Siempre pensé que, cuando me convirtiera en un hombre, me sentiría más seguro, pero delante de este niño me siento minúsculo. Yo perdí a mi padre por una causa. ¿He condenado a Pax a ese mismo destino?
—No suele ser tan insolente —me dice más tarde Níobe cuando termina el entrenamiento diario de los niños.
Pax se marcha rápidamente y de mal humor. Baldur se apresura a darle alcance.
—Tómate la rabia como un cumplido —masculla Thraxa—. Eso es que echa de menos a su padre. Yo me sentía igual cada vez que mi viejo se marchaba a hacerle algún recado a Augusto.
Se saca un cisco delgado del bolsillo y lo enciende con las ascuas de uno de los braseros de cobre que bordean las paredes medio desmoronadas de la gruta. Níobe se lo arranca de las manos y lo apaga en el brazo metálico de su hija.

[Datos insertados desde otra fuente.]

PR #5000, opened 2026-08-03
Pivotlink: Browser Router V1.1

gauthumj:
## Changelog

* Added bypass method — press a secondary mouse button simultaneously with left-click to skip routing and let the OS default browser handle the link. Options: Mouse Back + Click (default), Mouse Forward + Click, Right + Left Click, Ctrl, or Disabled.
* Bypass uses cross-process shared memory (with AppContainer-accessible DACL) so it works reliably in sandboxed/UWP apps like WhatsApp and Microsoft Store.
* Version bumped to 1.1.

## Mod authorship

This mod was created by:

- - [ ] Claude
- - [ ] ChatGPT
- - [ ] Gemini

### DIFF
--- a/mods/pivotlink-browser-router.wh.cpp
+++ b/mods/pivotlink-browser-router.wh.cpp
@@ -2,11 +2,12 @@
 // @id             pivotlink-browser-router
 // @name           PivotLink: Browser Router
 // @description    Lightweight link redirection tool with an intuitive 5-tier ranked configuration layout.
-// @version        1.0
+// @version        1.1
 // @author         gauthumj
 // @github         https://github.com/gauthumj
+// @homepage       https://www.gauthumj.in/
 // @include        *
-// @compilerOptions -lshell32
+// @compilerOptions -lshell32 -ladvapi32
 // @license        MIT
 // ==/WindhawkMod==
 
@@ -28,11 +29,14 @@ PivotLink intercepts outgoing URL launches system-wide and redirects them to whi
 ## Configuration
 
 - **Priority 1–5 Browsers**: Rank up to five browsers by executable name (e.g. `brave.exe`, `firefox.exe`). The first one found running wins.
+- **Bypass Method**: Choose how to skip routing and send a link to the OS default browser instead. Default is Mouse Back + Click (press both simultaneously).
 
 ## Notes
 
 - The mod skips Session 0 processes (system services) automatically.
 - A thread-local guard prevents recursive hook calls during redirection.
+
+If you'd like to see other features or have suggestions, feel free to open an issue on the [GitHub repository](https://github.com/gauthumj/pivotlink-browser-router)
 */
 // ==/WindhawkModReadme==
 
@@ -53,6 +57,15 @@ PivotLink intercepts outgoing URL launches system-wide and redirects them to whi
 - browser5: ""
   $name: Priority 5 Browser (Lowest)
   $description: Fifth choice browser fallback. Leave blank to skip.
+- bypassMethod: xbutton1
+  $name: Bypass Method
+  $description: Skip routing and let the OS default browser handle a link.
+  $options:
+  - xbutton1: Mouse Back + Click (press together)
+  - xbutton2: Mouse Forward + Click (press together)
+  - rightclick: Right + Left Click (press together)
+  - ctrl: Ctrl (hold while clicking — tab may open in background)
+  - none: Disabled
 */
 // ==/WindhawkModSettings==
 
@@ -63,9 +76,22 @@ PivotLink intercepts outgoing URL launches system-wide and redirects them to whi
 #include <mutex>
 #include <vector>
 #include <string>
+#include <sddl.h>
 
 std::mutex g_settingsMutex;
 std::vector<std::wstring> g_priorityBrowsers;
+
+enum class BypassMethod { None, XButton1, XButton2, RightClick, Ctrl };
+BypassMethod g_bypassMethod = BypassMethod::XButton1;
+
+struct BypassSharedState {
+    volatile LONG64 lastActiveTickCount;
+};
+HANDLE g_hSharedMem = NULL;
+BypassSharedState* g_pSharedState = NULL;
+HANDLE g_hPollerThread = NULL;
+HANDLE g_hPollerStopEvent = NULL;
+
 thread_local bool t_inHook = false; 
 
 std::wstring TrimString(const std::wstring& str) {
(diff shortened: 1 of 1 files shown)


gauthumj:
## Changes addressing review feedback

### Main issues (all addressed)

**1. Polling thread removed from every process → single poller in explorer.exe only.**
The 50ms polling thread now runs exclusively in `explorer.exe` (checked by process name at init). All other processes only map the shared memory for reading — no thread, no wakeups. When `bypassMethod` is `none`, shared memory and mapping are skipped entirely.

**2. Shared memory namespace clarification.**
The reviewer correctly noted that `Local\` namespace is redirected inside AppContainer processes. In our testing, the apps that need the shared memory fallback (WhatsApp.Root.exe) are MSIX-packaged but not AppContainer — they can access `Local\` normally. True AppContainer processes (e.g., sandboxed browser renderers) get `SharedMem=NULL` silently and fall back to the direct `GetAsyncKeyState` path, which is the correct behavior since they don't initiate URL launches.

**3. `Wh_ModUninit` crash fixed — `INFINITE` wait.**
Changed `WaitForSingleObject(g_hPollerThread, 2000)` to `INFINITE`. The thread only waits on the stop event with a 50ms timeout, so it exits promptly with no deadlock risk.

**4. 2-second grace window reduced to 500ms.**
The shared memory fallback window is now 500ms (from 2000ms), and only applies when the direct `GetAsyncKeyState` check fails. Normal (non-MSIX) processes never use the fallback — they detect the button state directly with zero grace window.

### Optional improvements (all addressed)

- **`std::atomic<BypassMethod>`** replaces mutex lock in `GetBypassVKey()` — lock-free read on every `ShellExecute`/`CreateProcessW` call.
- **`IsBypassActive()` moved after `targetIsBrowser`** in `CreateProcessW_Hook` — bypass check only runs for confirmed browser launches, not every `CreateProcessW` system-wide.
- **Single `EnumWindows` pass** replaces per-PID enumeration — one pass collects all qualifying window PIDs, then a set lookup per browser PID. Removes N×EnumWindows scaling with browser process count.
- **Removed unused `lpParameters`** from `RouteLinkIfNecessary` signature and all call sites.
- **Atomic 64-bit read** — `InterlockedCompareExchange64` for x86-safe reads of the shared timestamp.
- **Kernelbase `CreateProcessW` hook** — also hooks `kernelbase.dll!CreateProcessW` via `GetProcAddress` for apps (Tauri, Rust, .NET MAUI) that bypass kernel32's export.

### Functionality notes (acknowledged)

- **CreateProcessW rewrite drops extra switches** — Intentional. We route the URL only; preserving `--incognito`, `--profile-directory` etc. would require full command-line parsing for marginal benefit.
- **URL extraction stops at space/tab/quote** — Literal spaces in URLs are illegal per RFC 3986 (must be `%20`). No real-world impact.
- **`rightclick` causes context menu** — Expected. Focus shifts to the browser, naturally dismissing the menu.

/ai-review

gauthumj:
## Changes addressing review feedback (Round 3)

### Main issues (addressed)

**1. Command-line injection via unquoted URL — FIXED.**
URLs containing `"`, spaces, tabs, or newlines are now rejected (fall through to the shell). Clean URLs are quoted in `lpParameters` before passing to `ShellExecuteEx`. The `CreateProcessW` path was already safe (cuts URL at first space/tab/quote).

**2. CWD exe hijack via bare exe name — FIXED.**
`RouteLinkIfNecessary` now resolves the full browser path via `GetBrowserFullPath` before passing to `ShellExecuteEx`. Falls through to the shell if the path can't be resolved. Consistent with the CreateProcessW path.

**3. Two CreateProcessW hooks sharing one original pointer — FIXED.**
Dropped the kernel32 hook entirely. Now hooks only `kernelbase!CreateProcessW` via `GetProcAddress` — the single choke point all `CreateProcess*` variants funnel through. One hook, one original pointer.

**4. Shared memory not reaching AppContainer apps.**
WhatsApp.Root.exe is not an AppContainer process (confirmed via `TokenIsAppContainer` returning FALSE; shared memory maps into `Local\` successfully). True AppContainer processes can't call `EnumWindows`/`CreateToolhelp32Snapshot` either, so `GetHighestPriorityRunningBrowser()` returns empty and routing never fires — the shared memory fallback is irrelevant for them. The fallback exists for non-AppContainer MSIX-packaged apps (like WhatsApp) where `GetAsyncKeyState` fails for undiagnosed reasons.

**5. Bypass setup not wired to settings change — FIXED.**
`Wh_ModSettingsChanged` now uses the `BOOL(BOOL* bReload)` variant and requests a mod reload when the bypass method crosses the None ↔ non-None boundary.

**6. CreateProcessW rewrite dropping args for same-browser case — FIXED.**
Added `_wcsicmp(targetExe, GetExeName(targetBrowser)) != 0` check. When the target exe already IS the chosen browser, the rewrite is skipped entirely — preserving `--incognito`, `--profile-directory`, and other switches.

**7. Poller thread at 20Hz.**
Acknowledged. The poller is a single thread in a single process (explorer.exe) doing one `GetAsyncKeyState` call every 50ms (~2μs/sec CPU). Converting to raw input (`WM_INPUT` with `RIDEV_INPUTSINK`) would eliminate idle wakeups but adds significant complexity (hidden window, message pump, class registration/cleanup on reload). Planned for a future version. The current implementation has no measurable performance impact.

### Functionality improvements

**Portable browser support.** `browserN` settings now accept a full path (e.g. `C:\Portable\LibreWolf\librewolf.exe`). If the value contains a backslash, it's used as-is without consulting App Paths. This covers portable Firefox, LibreWolf, and other Chromium forks that lack registry entries. All internal exe-name comparisons use a `GetExeName()` helper to extract the filename from either format.

### Functionality notes (acknowledged)

- **Shared-state fallback timing** — The 500ms window could theoretically cause a false bypass if Ctrl is held for copy/paste within 500ms of a link click. In practice this is extremely unlikely for link-opening scenarios. Will address if raised as an issue by users.
- **URL extraction stops at space/tab/quote** — Literal spaces in URLs are illegal per RFC 3986 (must be `%20`). No real-world impact.
- **`rightclick` shows context menu** — Expected. Focus shifts to the browser, naturally dismissing it.

### Optional improvements (addressed)

- `OpenFileMappingW` fallback removed (dead code).
- `const auto&` for `GetCurrentProcessName()` to avoid copies in hook hot paths.
- Browser defaults description updated to guide users on first setup.

/ai-review

gauthumj:
## Summary: CreateProcessInternalW Hook + Smart Switch Blocklist

commit [1170035](https://github.com/ramensoftware/windhawk-mods/pull/5000/commits/117003540c71ad3954f13c3fb389441a103d7f25) addresses all Round 4 feedback by fixing the hook architecture and command-line rewrite logic.

### Main Fixes

**1. Single choke-point hook (kernelbase!CreateProcessInternalW)**
Hooks only `kernelbase!CreateProcessInternalW`, which is the single point all `CreateProcess*` variants (`CreateProcessW`, `CreateProcessA`, `CreateProcessAsUserW`, etc.) funnel through. This eliminates duplicate hooking and aligns with the established pattern in the repo.

**2. Smart switch blocklist replaces overly strict "plain form only" check**
The previous round's "only rewrite `<browser> <url>` form" blocklist was too strict — it rejected Firefox/Zen's standard `-osint -url` format, breaking routing for Store/WhatsApp. Now uses a targeted blocklist:
- **Blocks**: `--app=` (PWA shortcuts), `--incognito`, `--private-window`, `--profile-directory`
- **Allows**: `-osint -url`, and other common external-link switches

**3. Graceful fallback on redirect failure**
If the rewritten `CreateProcessInternalW` call fails, logs the error and falls through to the original — caller's launch proceeds as if the mod wasn't there.

### Additional Improvements (from previous rounds)

- **Security**: Quoted URL in `ShellExecuteEx` to prevent command-line injection
- **Security**: Full path resolution to prevent CWD-based exe hijack  
- **Portable browsers**: `browserN` settings accept full paths (e.g., `C:\Portable\firefox.exe`)
- **Same-browser optimization**: Skip rewrite when target exe already matches chosen browser
- **Settings**: Wired `Wh_ModSettingsChanged` to reload on bypass method change

### Testing
Tested with Store, WhatsApp, Discord, VSCodium, Firefox/Zen. All routing works; no regressions.

/ai-review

—¿Daxo se comportó alguna vez así? —pregunto.
—¿Daxo? —Níobe se echa a reír—. Daxo nació tan estoico como una piedra.
—Conspirando desde el útero desde su concepción —farfulla Thraxa, y bebe un trago de cerveza—. Solíamos ulularle como los búhos. Siempre nos miraba a los demás desde la ventana. El hermano mayor nunca quería jugar a nuestros juegos. Solo al suyo.

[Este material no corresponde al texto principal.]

PR #5420, opened 2026-09-09
Translucent Windows v1.8.1

Undisputed00x:
* Fixed an issue where explorer.exe would crash when middle-clicking items in the navigation pane.
* Fixed the opaque text rectangle on ListView group items in 32-bit applications.
* Dynamic desktop text color depending system theme mode.

### DIFF
--- a/mods/translucent-windows.wh.cpp
+++ b/mods/translucent-windows.wh.cpp
@@ -245,6 +245,8 @@ std::wstring g_LastThemePath = GetCurrentWindowsThemePath();
 // Flag to prevent customizing text colors of Task Manager
 BOOL g_InsideTaskMgrProc = FALSE;
 
+BOOL g_InsideExplorerProc = FALSE;
+
 using PUNICODE_STRING = PVOID;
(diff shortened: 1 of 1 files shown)


m417z:
What about the 8 findings in the last review? Do you think they're incorrect? Some of them seem to be worth fixing if what it says is correct, like out-of-bounds reads/writes in 1. Some of the code was already there in 1.8.0, but still.

Undisputed00x:
> What about the 8 findings in the last review? Do you think they're incorrect? Some of them seem to be worth fixing if what it says is correct, like out-of-bounds reads/writes in 1. Some of the code was already there in 1.8.0, but still.

The suggestions from 1. to 5. are incorrect/irrelevant. As for 6. and 7. i believe the mod doesn't create any issues.

bropines:
> * Fixed an issue where explorer.exe would crash when middle-clicking items in the navigation pane.
> * Fixed the opaque text rectangle on ListView group items in 32-bit applications.
> * Dynamic desktop text color depending system theme mode.

https://github.com/amnezia-vpn/amneziawg-windows-client

image

Can this be fixed?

—¿Y acaso tú eras un ejemplo a seguir? —le espeta Níobe—. Te comías las boñigas de las vacas.
Thraxa se encoge de hombros.
—Mejor que lo que tú cocinabas. —Se aleja del radio de alcance de su madre y se enciende un segundo cisco—. Gracias a Júpiter que teníamos marrones.

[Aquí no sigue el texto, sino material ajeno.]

PR #5436, opened 2026-09-10
Add Windows 11 Native Four Column Snap Layout mod

Hoffelhas:
# Windows 11 Native Four Column Snap Layout

Add an extra native Windows 11 Snap Layout with four equal vertical columns. This is especially useful on ultrawide monitors, where four equal vertical zones make better use of the available horizontal screen space.

Windows 11 four-column Snap Layout

## What it does

- Adds the four-column layout as an additional option without replacing the
  existing Windows layouts.
- Appears in **Win+Z**, **maximize-button hover**, and the **Snap Bar** shown
  when dragging a window to the top of the screen.
- Integrates with Windows' native Snap Layout model, so Snap Assist and Snap
  Groups continue to work normally.

Developed and tested on Windows 11 build **26200.9445** on x86-64.

## Mod authorship

This mod was created by:

- - [ ] Claude
- - [x] ChatGPT
- - [ ] Gemini

### DIFF
--- a/mods/windows-11-native-four-column-snap-layout.wh.cpp
+++ b/mods/windows-11-native-four-column-snap-layout.wh.cpp
@@ -71,14 +71,12 @@ thread_local bool g_inSnapBarLoad = false;
 thread_local bool g_snapBarCustomAdded = false;
 
 // Set after the normal flyout path successfully appends the custom layout.
-// Thread-local for consistency with the Snap Bar state.
 thread_local bool g_flyoutCustomAdded = false;
 
 // Keep track of SnapLayout.dll so a reference acquired by this mod can be
-// released again when the mod unloads.
+// released when the mod unloads.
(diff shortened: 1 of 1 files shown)


Hoffelhas:
Hi @m417z, I want to go for ready-for-reviewer, but I need to do ai-review first. Would it please be possible to do that now instead of waiting?

Hoffelhas:
/ready-for-reviewer

Regarding the suggestion to generalize the mod to N columns: I’d prefer to keep this submission intentionally focused on the missing four-column layout.

Windows already provides native two- and three-column layouts, while supporting more than four columns or adding other formats would require additional reverse-engineering. Generalizing the implementation now would expand the scope and complexity of the mod without a demonstrated user need.

If there is meaningful demand for arbitrary/custom column counts in the future, I think that would be better handled as a separate generalized mod.

PR #5437, opened 2026-09-10
Add KWin Slide Back Only v1.1.4

tabris-trees:
# Add KWin Slide Back Only v1.1.4

Introduces an experimental KWin-style Slide Back effect using live DWM thumbnail overlays hosted in explorer.exe. Real application window positions are not moved. Settings control clearance, motion strength, smoothness, and duration.

Rapid foreground changes cancel the current overlay animation and retain the latest pending target. Alt+Tab start/end events preserve a previous application stack and associate it with the selected target window.

## Validation and limitations

- Passed x86_64 syntax checking with the bundled Windhawk Clang compiler.
- No cross-machine runtime verification has been completed for this submission.
- Overlay creation follows Windows activation and does not guarantee a flash-free first frame.
- Rapid switching, Alt+Tab cancellation, and unload behavior need runtime review.
- The source retains its original MIT metadata; the author must verify provenance and any obligations for code derived from KWin before public submission.

## Mod authorship

- [x] ChatGPT

Submission file: mods/kwin-slide-back-only.wh.cpp

### DIFF
--- a/mods/kwin-slide-back-only.wh.cpp
+++ b/mods/kwin-slide-back-only.wh.cpp
@@ -1,0 +1,1822 @@
+// ==WindhawkMod==
+// @id              kwin-slide-back-only
+// @name            KWin Slide Back Only
+// @description     KWin-style Slide Back with DWM overlays, tray filtering, adjustable timing, and lossless latest-transition queuing.
+// @version         1.1.4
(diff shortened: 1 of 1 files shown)


Potassiumuncher:
peak

PR #5454, opened 2026-09-11
Translucent Windows v1.8.2

Undisputed00x:
* Fixed text alignment bug reported in some programs (e.g. YASB, Telegram Desktop etc.) introduced in the previous update.
* Fix the mod's accent color when changing the system accent color.


Undisputed00x:
@m417z actually no need for more AI assistance, its ready to be published.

Níobe pone los ojos en blanco y me agarra del brazo.
—Esta bribona tiene razón, Darrow. Es solo que Pax te ha echado de menos. Tienes tiempo para compensarlo.
Sonrío, pero veo a Sevro alejándose hacia el agua con Electra.
—Sabes que eres la favorita de papi, ¿verdad? —le va diciendo.
Combato mis celos. Sevro siempre parece capaz de retomar las cosas justo donde las dejó con su familia. Ojalá yo tuviera ese mismo don.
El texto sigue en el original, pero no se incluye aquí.